## WHAT IS BEING ASKED
The string "DiscoveryPubSub" may appear in lines of the listing. Report each line where it does.

## INFORMATION PROVIDED
┄┄┄┄┄┄┄┄┄┄┄┄┄┄┄┄┄┄┄┄

PR #1114, opened 2026-01-26
Pubsub pattern subs

leshy:
## LCM can now do

```python
Topic(Glob("/sensor/*")),
Topic(Glob("/**/arm"), PoseStamped),
Topic(Glob("/**")),
Topic(re.compile(r"/sensor/.*")),
Topic(re.compile(r".*/arm"), PoseStamped),
Topic(re.compile(r".*/arm")),
Topic(re.compile(r".*/arm#geometry.*"))
```

And (bigger part) we have a spec/type structure now for any pubsub to support this. This is required for universal bridging

We need to write a rerun bridge asap

## Intro
Point of this is to construct a generic bridging language, ability to define mappers from one protocol topic/msg to another. 

This is easy - if you have a way to subscribe to all messages, this is what this PR lays the groundwork for

We need bridges mostly for spying/visualization - a rerun bridge atm

We want to do standard (and usually heaviest) `OUT` visualization related computation to be done outside of the modules themselves. Module OUTs can be tapped, then modules can `rr.log` individually only for specific specific fancy vis (projected pointcloud, planner algo rendering)

Rerun could be implemented as a funny (pub only) pubsub that can receive msgs that are automatically .to_rerun()-ed
.. or something like that

## reorg

- Move implementations to impl/ subdirectory (lcmpubsub, memory, shmpubsub, etc.)
- Extract encoder mixins to encoders.py (PubSubEncoderMixin, PickleEncoderMixin, LCMEncoderMixin, JpegEncoderMixin) fix typing
- Add grid tests for pattern matching subs `test_pattern_sub.py`
- Add docs on how to grid test in general (useful for agents) `docs/development/grid_testing.md` 

## AllPubSub and DiscoveryPubSub 
There are two ways in which a protocol can facilitate topic discovery, we implement base classes for both,

`AllPubsub` supports subscribing to all topics (Redis, LCM, MQTT)
`DiscoveryPubSub` supports discovering new topics (ROS)

These capabilities are orthogonal but they can implement one another and normalize the API

both implement `subscribe_all` function we care about.

## Extending LCM 
Topic class to support Regex or Glob patterns (as per the underlying proto)

## TODO
other protocols need similar extensions (I will only do SHM),

we just want to get to something like subscribe_all (in potentially different ways) and once there we can bridge

once subscribe_all is reached, potentially post-reception (expensive) glob/regex implementations can also be implemented implicitly

## Bridge
added preliminary bridge, mostly as a type spec to demonstrate the idea, shows how we could bridge different protocols once subscribe_all or glob/regex topics are implemented

## Tests issue
Some tests are failing because some other test, lcm msgs are flying around while these tests are running. I'll investigate this, didn't want to sweep under rug, likely this is causing flakyness with other LCM tests also


dimos/protocol/pubsub/impl/lcmpubsub.py
```diff
@@ -0,0 +1,221 @@
...
+        return f"{self.pattern}#{self.lcm_type.msg_name}"
+
+    @staticmethod
+    def from_channel_str(channel: str, default_lcm_type: type[DimosMsg] | None = None) -> Topic:
+        """Create Topic from channel string.
+
+        Channel format: /topic#module.ClassName
+        Falls back to default_lcm_type if type cannot be parsed.
+        """
+        from dimos.msgs import resolve_msg_type
```
paul-nechifor, line 124: Why an inline import?

dimos/protocol/pubsub/impl/lcmpubsub.py
```diff
@@ -0,0 +1,221 @@
...
+        def unsubscribe() -> None:
+            if self.l is None:
+                return
+            self.l.unsubscribe(lcm_subscription)
+
+        return unsubscribe
+
+
+class LCM(  # type: ignore[misc]
+    LCMEncoderMixin,  # type: ignore[type-arg]
```
paul-nechifor, line 197: Don't you have to add the type args?

dimos/protocol/pubsub/spec.py
```diff
@@ -50,101 +38,124 @@ class _Subscription:
...
-    @abstractmethod
-    def decode(self, msg: EncodingT, topic: TopicT) -> MsgT: ...
+    def subscribe_new_topics(self, callback: Callable[[TopicT], Any]) -> Callable[[], None]:
+        """Discover new topics by tracking seen topics from subscribe_all."""
+        seen: set[TopicT] = set()
 
-    def __init__(self, *args, **kwargs) -> None:  # type: ignore[no-untyped-def]
-        super().__init__(*args, **kwargs)
-        self._encode_callback_map: dict = {}  # type: ignore[type-arg]
+        def on_msg(msg: MsgT, topic: TopicT) -> None:
```
paul-nechifor, line 126: I think we need locks on modifying `seen`.

dimos/protocol/pubsub/spec.py
```diff
@@ -50,101 +38,124 @@ class _Subscription:
...
-class PickleEncoderMixin(PubSubEncoderMixin[TopicT, MsgT, bytes]):
-    def encode(self, msg: MsgT, *_: TopicT) -> bytes:  # type: ignore[return]
-        try:
-            return pickle.dumps(msg)
-        except Exception as e:
-            print("Pickle encoding error:", e)
-            import traceback
+    def subscribe_all(self, callback: Callable[[MsgT, TopicT], Any]) -> Callable[[], None]:
+        """Subscribe to all topics by subscribing to each discovered topic."""
+        subscriptions: list[Callable[[], None]] = []
```
paul-nechifor, line 148: Need a lock

dimos/protocol/pubsub/spec.py
```diff
@@ -50,101 +38,124 @@ class _Subscription:
...
 
-    # async iterator
     async def aiter(self, topic: TopicT, *, max_pending: int | None = None) -> AsyncIterator[MsgT]:
         q: asyncio.Queue[MsgT] = asyncio.Queue(maxsize=max_pending or 0)
 
         def _cb(msg: MsgT, topic: TopicT) -> None:
             q.put_nowait(msg)
 
-        unsubscribe_fn = self.subscribe(topic, _cb)
+        unsubscribe_fn = self.subscribe(topic, _cb)  # type: ignore[attr-defined]
```
paul-nechifor, line 57: How come this `# type: ignore` is needed now?

dimos/protocol/pubsub/bridge.py
```diff
@@ -0,0 +1,97 @@
...
+
+TopicT = TypeVar("TopicT")
+MsgT = TypeVar("MsgT")
+TopicFrom = TypeVar("TopicFrom")
+TopicTo = TypeVar("TopicTo")
+MsgFrom = TypeVar("MsgFrom")
+MsgTo = TypeVar("MsgTo")
+
+
+class Translator(Protocol[TopicFrom, TopicTo, MsgFrom, MsgTo]):  # type: ignore[misc]
```
paul-nechifor, line 38: Why `type: ignore` on a protocol declaration?

dimos/protocol/pubsub/impl/lcmpubsub.py
```diff
@@ -0,0 +1,223 @@
...
+        return self._glob
+
+    def __repr__(self) -> str:
+        return f"Glob({self._glob!r})"
+
+
+@dataclass
+class Topic:
+    topic: str | re.Pattern[str] | Glob
+    lcm_type: type[DimosMsg] | None = None
```
paul-nechifor, line 98: What about types for which we use pickling? Shouldn't this basically allow any class?

dimos/protocol/pubsub/impl/lcmpubsub.py
```diff
@@ -0,0 +1,223 @@
...
+
+        topic_str = str(topic) if isinstance(topic, Topic) else topic
+        self.l.publish(topic_str, message)
+
+    def subscribe_all(self, callback: Callable[[bytes, Topic], Any]) -> Callable[[], None]:
+        return self.subscribe(Topic(re.compile(".*")), callback)  # type: ignore[arg-type]
+
+    def subscribe(  # type: ignore[override]
+        self, topic: Topic | str, callback: Callable[[bytes, Topic | str], Any]
+    ) -> Callable[[], None]:
```
paul-nechifor, line 159: `# type: ignore[override]` is not nice. 

PubSub.subscribe has a different declaration:

```
    @abstractmethod
    def subscribe(
        self, topic: TopicT, callback: Callable[[MsgT, TopicT], None]
    ) -> Callable[[], None]:
```

Should it be changed there as well?

dimos/protocol/pubsub/impl/lcmpubsub.py
```diff
@@ -0,0 +1,223 @@
...
+            if not pattern_str.endswith("*"):
+                pattern_str = f"{pattern_str}(#.*)?"
+
+            lcm_subscription = self.l.subscribe(pattern_str, handler)
+        else:
+            topic_str = str(topic) if isinstance(topic, Topic) else topic
+            lcm_subscription = self.l.subscribe(topic_str, lambda _, msg: callback(msg, topic))
+
+        # Set queue capacity to 10000 to handle high-volume bursts
+        lcm_subscription.set_queue_capacity(10000)
```
paul-nechifor, line 186: Might want to make this a constant.

paul-nechifor (approved):
Just some comments on `type: ignore`s? Maybe fix in a second pass?

leshy:
> Just some comments on `type: ignore`s? Maybe fix in a second pass?

taking in follow up PR just so this large thing doesn't dangle, follow ups coming

dimos/protocol/pubsub/bridge.py
leshy: bridge to be totally rewritten, just a sketch to explain this PR

dimos/protocol/pubsub/impl/lcmpubsub.py
leshy: yes but this is a structural problem, I need to get rid of inheritance and switch to composition to have correct types and this sorted.. will do this later

PR #1116, opened 2026-01-26
feat:  add joint servo and cartesian controllers

mustafab0:
JointServoTask for streaming joint position control (teleop, playback) and 
JointVelocityTask for streaming joint velocity control (joystick) also, 
Added CartesianIKTask with internal Pinocchio IK solver for cartesian control on any joint-space hardware
Add joint_command and cartesian_command input streams to ControlCoordinator for real-time streaming control via LCM
Add unified task_invoke RPC to interact with any ControlTask method
Add pygame-based cartesian jogger example for testing IK control

closes DIM-352


dimos/control/blueprints.py
```diff
@@ -60,303 +198,194 @@ def _joint_names(hardware_id: str, dof: int) -> list[str]:
...
-        ),
-    ],
-).transports(
-    {
-        ("joint_state", JointState): LCMTransport("/coordinator/joint_state", JointState),
-    }
-)
+    hardware=[_mock_arm("arm", 7)],
+    tasks=[_trajectory_task("traj_arm", "arm", 7)],
+).transports(_standard_transports())
```
spomichter: isnt it clearer for documentation purposes to have the transports actually listed here instead of referenced from this method?

mustafab0: I reverted to old standalone blueprint style

dimos/control/examples/cartesian_ik_jogger.py
```diff
@@ -0,0 +1,349 @@
...
+        return PoseStamped(
+            ts=time.time(),
+            frame_id=task_name,  # Used for task routing
+            position=position,
+            orientation=orientation,
+        )
+
+
+# Jog speeds
+LINEAR_SPEED = 0.05  # m/s
```
spomichter, line 135: shouldnt these be at top and not buried down at bottom

dimos/control/examples/cartesian_ik_jogger.py
```diff
@@ -0,0 +1,349 @@
...
+
+# Task name for routing (must match blueprint config)
+TASK_NAME = "cartesian_ik_arm"
+
+
+def clamp(value: float, min_val: float, max_val: float) -> float:
+    return max(min_val, min(max_val, value))
+
+
+def _get_piper_model_path() -> str:
```
spomichter, line 151: Shouldnt be any arm specific stuff in generic methods. UNless this is just an example thing but seems like it may be used by other arms

spomichter: Shouldnt have piper in here

dimos/control/tasks/cartesian_ik_task.py
```diff
@@ -0,0 +1,472 @@
...
+                f"CartesianIKTask {self._name}: clamping joint motion - "
+                f"joint {self._joint_names_list[worst_joint]} delta "
+                f"{np.degrees(joint_deltas[worst_joint]):.1f}° -> "
+                f"{np.degrees(clamped_delta[worst_joint]):.1f}°"
+            )
+            return False, q_clamped
+
+        return True, q_new
+
+    def on_preempted(self, by_task: str, joints: frozenset[str]) -> None:
```
spomichter, line 327: Doesn't look like any of these `on_preempted` callbacks are used. Also not sure what they do its just for printing warning

dimos/control/tasks/servo_task.py
```diff
@@ -0,0 +1,242 @@
...
+                    self._active = False
+                    return None
+
+            return JointCommandOutput(
+                joint_names=self._joint_names_list,
+                positions=list(self._target),
+                mode=ControlMode.SERVO_POSITION,
+            )
+
+    def on_preempted(self, by_task: str, joints: frozenset[str]) -> None:
```
spomichter, line 152: Same here

dimos/control/tasks/velocity_task.py
```diff
@@ -0,0 +1,277 @@
...
+            # Reset timeout flag on successful output
+            self._timed_out = False
+
+            return JointCommandOutput(
+                joint_names=self._joint_names_list,
+                velocities=list(self._velocities),
+                mode=ControlMode.VELOCITY,
+            )
+
+    def on_preempted(self, by_task: str, joints: frozenset[str]) -> None:
```
spomichter, line 182: and here

dimos/control/examples/cartesian_ik_jogger.py
mustafab0: You are right. This was implemented as an example with piper. I have asked @ruthwikdasyam to work on generic examples and extending support to more arms.

dimos/control/examples/cartesian_ik_jogger.py
mustafab0: Yeah, can also make this user parameter or task parameter

dimos/control/tasks/cartesian_ik_task.py
mustafab0: When there are  multiple task controlling a hardware, and one task overrides another. then it logs a warning that this task was preempted, just so that it doesn't silently fail.

PR #1117, opened 2026-01-27
Fix - Webcam Image vis through rerun + Skill execution

ruthwikdasyam:
1. CameraModule - Rerun integration

- Added rerun logging support
- Checks `viewer_backend` config, connects if rerun enabled

2. G1 Skill Container - RPC and Topic Fixes

- RPC call names if  `G1ConnectionModule` -> `G1Connection`
- bug: arm commands now correctly use `rt/api/arm/request` topic instead of `rt/api/sport/request`
- Refactor '_execute_g1_command' to accept topic as parameter for clarity

Result:
- Able to visualize images from ZED wecam through rerun
- Able to perform gestures by sending commands from humancli

### DIFF
--- a/dimos/robot/unitree_webrtc/unitree_g1_blueprints.py
+++ b/dimos/robot/unitree_webrtc/unitree_g1_blueprints.py
@@ -69,7 +69,7 @@ _basic_no_nav = (
     autoconnect(
         camera_module(
             transform=Transform(
-                translation=Vector3(0.05, 0.0, 0.6),
+                translation=Vector3(0.05, 0.0, 0.6),  # height of camera on G1 robot
                 rotation=Quaternion.from_euler(Vector3(0.0, 0.2, 0.0)),
                 frame_id="sensor",
                 child_frame_id="camera_link",


dimos/hardware/sensors/camera/module.py
```diff
@@ -57,24 +60,38 @@ class CameraModule(Module[CameraModuleConfig], perception.Camera):
...
     def start(self) -> None:
+        super().start()
+
         if callable(self.config.hardware):
             self.hardware = self.config.hardware()
         else:
             self.hardware = self.config.hardware
 
+        # Connect to Rerun if enabled (cache flag for use in callbacks)
+        self._rerun_enabled = self._global_config.viewer_backend.startswith("rerun")
```
paul-nechifor, line 81: Why `self._rerun_enabled` instead of `rerun_enabled`? It's only used here.

ruthwikdasyam: Makes sense, Changing it

ruthwikdasyam:
### Update:

New addition:

- `g1sim.py` - G1SimConnnection camera_link transform is `(0.3,0.0,0.0)` which is probably for Go2. But for G1, this should be around `(0.05,0.0,0.6)` which is modified.
- `sensors/camera/module.py` - added pinhole logging to viz image in 3d with robot
- `unitree_g1_blueprints.py` - added tf logging, and corrected camera height from base_link

dimos/hardware/sensors/camera/module.py
ruthwikdasyam: reverted to property, as it's used in `publish_metadata()` method to log camera_info

paul-nechifor (dismissed):

paul-nechifor (dismissed):

leshy (dismissed):

leshy (approved):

┄┄┄┄┄┄┄┄┄┄┄┄┄┄┄┄┄┄┄┄

## RESPONSE BELOW
## AllPubSub and DiscoveryPubSub 
`DiscoveryPubSub` supports discovering new topics (ROS)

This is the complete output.